Les loups rentrent dans N’Djamena. Les fuyards goukounistes, partagés entre la peur et la fascination du pillage, meurent pour un climatiseur. La cité, déjà vérolée, criblée par la longue guerre civile de 1980, résonne de mille combats singuliers. Cinq mois jour pour jour après avoir rejoint Hissène Habré dans un réduit obscur sur la frontière du Soudan, je pénètre en triomphateur dans la capitale. Fier de réussir ma mission, pas enthousiaste.
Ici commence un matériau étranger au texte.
PR #1411, opened 2017-02-10
Fix test failures

artiee:
The tests in the basex-api -project won't pass in my clean installation of Ubuntu Server -platform. This is caused due to problems in the org.basex.http.FnHttpTest and org.exquery.ns.RequestTest -classes. The problems are caused by strict comparison of headers that Http-server returns. The headers may be returned in no particular order (the actual order may depend on the platform). Also the XML attributes' order may vary. This pull request fixes these issues and addresses totally 5 failures.

Added xmlunit as dependency to help comparing parts with XML. Added new class TestUtil which is a common util for other tests.

### DIFF
--- a/basex-api/pom.xml
+++ b/basex-api/pom.xml
@@ -56,6 +56,12 @@
       <artifactId>junit</artifactId>
     </dependency>
     <dependency>
+      <groupId>org.xmlunit</groupId>
+      <artifactId>xmlunit-core</artifactId>
+      <version>2.3.0</version>
+      <scope>test</scope>
+    </dependency>
+    <dependency>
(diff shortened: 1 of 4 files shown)


ChristianGruen:
Thanks for the PR, very appreciated. – I wonder if we should really add another dependency just for this test. I think I’ll check if it can be solved with the existing toolset (because we can use arbitrary XQuery expressions to check test results).

ChristianGruen:
Could you please check if [my commit](https://github.com/BaseXdb/basex/commit/c0ec74f42ad45b767f9dfe982fadff322204a3c8) resolves the header issues?

artiee:
Really nice fix, yes the header issues are gone.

L’accueil n’a rien de commun avec la libération de Moroni ( référence à l’opération du 13 mai 1978 sur les Comores ) . N’Djamena a été libérée trop de fois, la population blasée compte les points dans les caves.

Quelques jours plus tard, arrive Laurent par le premier avion régulier à se poser sur l’aéroport réouvert. Puis Carel et deux autres gars des Comores, dépêchés par Denard. Le Vieux débarque à son tour, il compte, le pauvre, sur la reconnaissance d’Habré, qu’il lui confie un budget afin de créer une garde présidentielle, ou monter des commandos pour la guerre qui va reprendre au nord, contre les Libyens… au moins que le président de la République tchadienne paye les services rendus.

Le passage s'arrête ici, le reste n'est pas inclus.